**Task statement**.
The number of lines in the entries below holding the word "ItemId" is all that is needed here.
◇ ◇ ◇ ◇ ◇
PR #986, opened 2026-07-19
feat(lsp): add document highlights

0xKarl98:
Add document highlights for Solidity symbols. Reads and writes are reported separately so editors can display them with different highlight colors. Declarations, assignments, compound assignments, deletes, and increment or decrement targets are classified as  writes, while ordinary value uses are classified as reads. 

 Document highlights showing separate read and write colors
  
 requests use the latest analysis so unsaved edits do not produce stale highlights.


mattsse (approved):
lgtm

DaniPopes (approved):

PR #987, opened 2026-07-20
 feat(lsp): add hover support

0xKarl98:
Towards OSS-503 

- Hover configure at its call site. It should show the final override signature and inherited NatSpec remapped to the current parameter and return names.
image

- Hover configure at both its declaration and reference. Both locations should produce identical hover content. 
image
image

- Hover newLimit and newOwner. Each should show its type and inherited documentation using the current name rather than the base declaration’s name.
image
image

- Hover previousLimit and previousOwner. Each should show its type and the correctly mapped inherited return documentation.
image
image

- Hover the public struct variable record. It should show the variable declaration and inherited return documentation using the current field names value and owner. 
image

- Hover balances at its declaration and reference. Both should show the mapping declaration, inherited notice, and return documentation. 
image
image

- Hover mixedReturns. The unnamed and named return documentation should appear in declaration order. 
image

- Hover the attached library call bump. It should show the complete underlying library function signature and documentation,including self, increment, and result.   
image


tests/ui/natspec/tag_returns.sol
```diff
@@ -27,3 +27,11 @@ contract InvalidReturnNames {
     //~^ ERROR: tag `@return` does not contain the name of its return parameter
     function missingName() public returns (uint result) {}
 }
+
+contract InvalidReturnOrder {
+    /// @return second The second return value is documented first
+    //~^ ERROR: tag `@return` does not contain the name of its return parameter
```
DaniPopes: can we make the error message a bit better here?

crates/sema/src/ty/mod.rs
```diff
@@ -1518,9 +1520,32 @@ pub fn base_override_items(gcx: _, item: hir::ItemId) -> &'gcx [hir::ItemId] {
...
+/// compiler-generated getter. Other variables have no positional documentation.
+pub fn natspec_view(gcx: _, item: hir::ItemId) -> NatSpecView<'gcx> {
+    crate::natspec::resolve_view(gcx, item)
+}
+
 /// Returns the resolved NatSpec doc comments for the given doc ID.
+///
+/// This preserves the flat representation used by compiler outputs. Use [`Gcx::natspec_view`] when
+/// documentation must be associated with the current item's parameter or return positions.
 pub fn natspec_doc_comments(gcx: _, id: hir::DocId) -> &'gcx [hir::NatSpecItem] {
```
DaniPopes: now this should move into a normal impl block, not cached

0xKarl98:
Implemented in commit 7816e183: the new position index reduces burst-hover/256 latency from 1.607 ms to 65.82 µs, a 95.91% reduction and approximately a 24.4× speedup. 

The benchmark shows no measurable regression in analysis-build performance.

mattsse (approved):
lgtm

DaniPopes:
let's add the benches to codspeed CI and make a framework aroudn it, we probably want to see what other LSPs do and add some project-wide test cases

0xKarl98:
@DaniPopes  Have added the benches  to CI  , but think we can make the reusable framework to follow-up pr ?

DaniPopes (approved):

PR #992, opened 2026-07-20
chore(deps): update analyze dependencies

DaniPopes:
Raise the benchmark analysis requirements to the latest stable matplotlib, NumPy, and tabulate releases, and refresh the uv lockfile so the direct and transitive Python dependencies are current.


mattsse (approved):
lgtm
◇ ◇ ◇ ◇ ◇
**Completed exercise**.
2